Throat Ulcers: What They Are and How to Deal With Them

Throat ulcers are painful sores that appear in your throat. They can be caused by various things like infections, acid reflux, or certain medications. These ulcers can make simple tasks like swallowing or talking painful. Though uncomfortable, most throat ulcers are treatable with medical attention.

What Are Throat Ulcers?

So, you’re feeling a sharp pain in your throat and thinking, “What’s going on?” You might have a throat ulcer. Imagine these as little wounds or sores inside your throat. They make swallowing food or even saliva feel like a chore. Plus, they can also make your voice sound scratchy.

Throat Ulcers

Why Do Throat Ulcers Happen?

Now, you’re probably wondering, “Why me?” Several factors can contribute to these pesky ulcers.


Infections from bacteria or viruses are common culprits. Conditions like oral thrush or herpes can cause ulcers to form in your throat. Sometimes, more serious infections like tuberculosis can also be the reason.

Acid Reflux

Got heartburn a lot? That could be another reason. Acid from your stomach can sneak up and irritate your throat. This irritation, over time, can turn into ulcers.


Certain medications, such as non-steroidal anti-inflammatory drugs (NSAIDs), beta-blockers, and chemotherapy medications, can irritate your throat. This irritation sometimes develops into ulcers, especially if you’re taking a lot of them.

Aphthous Stomatitis

This fancy term is just a medical way of describing canker sores. Occasionally, these sores don’t just stay in your mouth; they can appear in your throat, too.

Throat Ulcers


Yep, you read that right. COVID-19 has been known to cause throat ulcers in some cases. So, if you’re experiencing other symptoms like fever and fatigue, it’s a good idea to get tested.

Oral Cancer

In rare cases, throat ulcers can be a sign of oral cancer. If your ulcers aren’t healing, it’s crucial to consult a healthcare provider.

Systemic Lupus Erythematosus (SLE)

This autoimmune disease can cause a range of symptoms, one of which is throat ulcers.

Other Causes

Smoking and excessive alcohol can also irritate your throat, causing ulcers over time.

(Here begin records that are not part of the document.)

PR #831, opened 2017-05-04
Relabels Open Access to Public 

mtribone:
Overrides translation from Sufia and permission badge presenter from Curation Concerns. Rubocop fixes and updates spec test to replace open access with public. This change makes labeling more consistent in the interface and is more accurate with certain rights selections.

### DIFF
--- a/app/presenters/collection_presenter.rb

How Do You Know You Have One?

If you’re experiencing symptoms like severe throat pain, difficulty swallowing, or a change in your voice, it’s time to pay attention. A healthcare provider can confirm if you have a throat ulcer through tests like endoscopy or throat swabs.

How to Get Relief

So, you’ve got a throat ulcer, and you want relief—fast. Here’s how to go about it:

Medical Treatment

Your doctor may prescribe medications like antacids for acid reflux or antiviral meds for infections. According to experts, these treatments often work well for clearing up ulcers.

Home Remedies

Warm salt water is a classic remedy for a reason. It works. Gargle with it a few times a day for relief. Herbal teas like chamomile also help soothe your throat.

Lifestyle Changes

Cutting back on smoking and drinking can improve your condition. Also, avoiding spicy and acidic foods can help your throat heal faster.

When to See a Doctor

If your symptoms are hanging around for more than a week or getting worse, it’s time to see a healthcare provider. Early treatment is better than suffering in silence.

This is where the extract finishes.